United States District Court, District of South Carolina, Beaufort Division

November 5, 2014

LOW COUNTRY RURAL HEALTH EDUCATION CONSORTIUM, INC., d/b/a HARRISON PEEPLES HEALTHCARE CENTER, Plaintiff,
v.
GREENWAY MEDICAL TECHNOLOGIES, INC., Defendant.

ORDER

DAVID C. NORTON, UNITED STATES DISTRICT JUDGE

This matter is before the court on the following motions: defendant Greenway Medical Technologies, Inc.’s (“Greenway”) motion to stay and compel arbitration, motion to dismiss or alternatively for a more definite statement, and motion for a protective order; and plaintiff Low Country Rural Health Education Consortium, Inc. d/b/a Harrison Peeples Healthcare Center’s (“Low Country”) motion to remand, motion to stay deadlines or alternatively for an extension of time, and motion to strike. For the reasons set forth below, the court grants Greenway’s motion to compel arbitration and dismisses the action without prejudice, denies Low Country’s motion to remand, and denies Low Country’s motion to strike. Accordingly, the remaining motions are rendered moot.

I. BACKGROUND

Low Country is a healthcare provider located in Hampton County, South Carolina. Greenway is an electronic medical records software provider doing business in Carroll County, Georgia. On February 29, 2012, Low Country and Greenway entered into a software license and services agreement for the purchase and installation of a medical records software program. Compl. ¶ 4. Low Country filed suit on January 30, 2014 in the Hampton County Court of Common Pleas. Low Country alleges that Greenway warranted that its system would enable Low Country to bill its patients and manage its medical practice and that the system would be installed in a professional and workmanlike manner. Id. Low Country further alleges that the system failed to perform as warranted and that Low Country was forced to revert to the system in place prior to the agreement. Id. ¶ 5. Lastly, Low Country claims that Greenway’s agent misrepresented that the system had not experienced any problems and that it operated properly and efficiently in other offices. Id. ¶ 8.

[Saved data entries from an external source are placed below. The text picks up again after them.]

PR #2226, opened 2023-10-31

bitigchi:


src/modules/fsresizer/ResizeFSJob.cpp
```diff
@@ -176,20 +176,20 @@ ResizeFSJob::exec()
     if ( !m.first || !m.second )
     {
         return Calamares::JobResult::error(
-            tr( "Resize Failed" ),
+            tr( "Resize Failed", "@error" ),
```
bitigchi: Is capitalisation needed here? Does it look like a title?

src/modules/keyboard/Config.cpp
```diff
@@ -502,14 +502,14 @@ QString
 Config::prettyStatus() const
 {
     QString status;
-    status += tr( "Set keyboard model to %1.<br/>" )
+    status += tr( "Keyboard model has been set to %1<br/>", "@label, %1 is keyboard model, as in Apple Magic Keyboard" )
```
bitigchi: Is this progress or just informative label?

Same question for the label below.

src/modules/keyboardq/keyboardq-qt6.qml
```diff
@@ -58,7 +58,7 @@ Item {
         Label {
             id: header
             anchors.horizontalCenter: parent.horizontalCenter
-            text: qsTr("To activate keyboard preview, select a layout.")
+            text: qsTr("Select a layout to activate keyboard preview", "@label")
```
bitigchi, line 61: Is this a title?

src/modules/locale/Config.cpp
```diff
@@ -370,7 +370,7 @@ Config::setLCLocaleExplicitly( const QString& locale )
 QString
 Config::currentLocationStatus() const
 {
-    return tr( "Set timezone to %1/%2." )
+    return tr( "Timezone has been set to %1/%2", "@info" )
```
bitigchi: Progress or label?

src/modules/locale/SetTimezoneJob.cpp
```diff
@@ -29,7 +29,7 @@ SetTimezoneJob::SetTimezoneJob( const QString& region, const QString& zone )
 QString
 SetTimezoneJob::prettyName() const
 {
-    return tr( "Set timezone to %1/%2" ).arg( m_region ).arg( m_zone );
+    return tr( "Setting timezone to %1/%2…", "@status" ).arg( m_region ).arg( m_zone );
```
bitigchi, line 32: Progress or label?

src/modules/keyboard/Config.cpp
adriaandegroot: I *did* say "`prettyStatus()` is for what a job is doing (e.g. progress)" but some of them do just one thing, and it's quick so the progress message is just "doing the thing". So this is progress, but "has been set" is fine as well because by the time the user sees it at all, it has been done -- but is that consistent with other `prettyStatus()` messages?

src/modules/fsresizer/ResizeFSJob.cpp
adriaandegroot: Via a couple of steps this kind of strings in `JobResult::error()` ends up in a pop-up dialog describing the error. The window title is "Error", there's a "Setup Failed" message at the top of the popup, and then the message is shown as *informative text* in the popup. Here, that message is "Resize Failed". So .. no, it's not a title, it is plain text and should be capitalized as normal text and end with a full stop.

src/modules/keyboardq/keyboardq-qt6.qml
adriaandegroot: No. It appears as an instruction / hint at the top of a window, but it's not a title.

adriaandegroot: image

That one there at the top of the screenshot, partly obscured by the list of physical keyboard layouts.

src/modules/locale/SetTimezoneJob.cpp
adriaandegroot: Progress.

src/modules/locale/Config.cpp
adriaandegroot: This one is a bit unusual. I'll call it "info". This particular string is used in the "summary" page telling the user what is going to happen -- not what has happened. So this particular string change is wrong, it should remain "Set timezone to .." and maybe be tagged `@action` or .. um .. something-that-will-be-done.

adriaandegroot:
Switched this to draft because of the one change to summary string that isn't right. The rest looks pretty solid, though, and I hope I have better explained what the different kinds of strings are doing.

bitigchi:
Thanks for the review! Will fix it in a few days!

src/modules/fsresizer/ResizeFSJob.cpp
bitigchi: Fixed.

src/modules/keyboard/Config.cpp
bitigchi: I think it's okay to let the user know that it's done, with a full stop. If anything, it makes the progress step more accurate.

src/modules/keyboardq/keyboardq-qt6.qml
bitigchi: Thank you.

src/modules/locale/SetTimezoneJob.cpp
bitigchi: Thank you.

bitigchi:
By the way, is there a way to test Calamares with a dummy configuration or something? The latest neon unstable does not seem to include my progress bar patch, but the translations seem updated. When I try to launch Calamares from an install, it does not launch.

Greenway filed a notice of removal on March 12, 2014 asserting diversity jurisdiction under 28 U.S.C. § 1332. On March 19, 2014, Greenway filed a motion to stay and compel arbitration and a motion to dismiss. Low Country filed responses to both motions on April 21, 2014, and Greenway replied to both motions on May 15, 2014. On May 4, 2014, Low Country filed a motion to remand and a motion to stay deadlines or alternatively for an extension of time. Greenway filed a response to Low Country’s motion to remand on May 6, 2014, and Low Country filed a reply on May 8, 2014. Low Country filed a motion to strike on May 27, 2014, to which Greenway responded on June 13, 2014. On August 29, 2014, Greenway filed a motion for a protective order to stay discovery. Low Country filed a response to Greenway’s motion for a protective order on September 15, 2014, and Greenway filed a reply on September 25, 2014. These motions have all been fully briefed and are now ripe for the court’s review.

II. STANDARDS

A. Motion to Remand

The right to remove a case from state court to federal court is derived from 28 U.S.C. § 1441, which provides that “any civil action brought in a State court of which the district courts of the United States have original jurisdiction, may be removed by the defendant . . . to the district court of the United States for the district and division embracing the place where such action is pending.” 28 U.S.C. § 1441(a). The party seeking to remove a case from state court to federal court bears the burden of demonstrating that jurisdiction is proper at the time the petition for removal is filed. Caterpillar Inc. v. Lewis, 519 U.S. 61, 73 (1996). If federal jurisdiction is doubtful, remand is necessary. Mulcahey v. Columbia Organic Chems. Co., 29 F.3d 148, 151 (4th Cir. 1994); Pohto v. Allstate Ins. Co., No. 10-2654, 2011 WL 2670000, at *1 (D.S.C. July 7, 2011) (“Because federal courts are forums of limited jurisdiction, any doubt as to whether a case belongs in federal or state court should be resolved in favor of state court.”). District courts have original diversity jurisdiction over a case “where the matter in controversy exceeds the sum or value of $75, 000, exclusive of interest and costs, and is between . . . citizens of different states.” 28 U.S.C. § 1332(a)(1).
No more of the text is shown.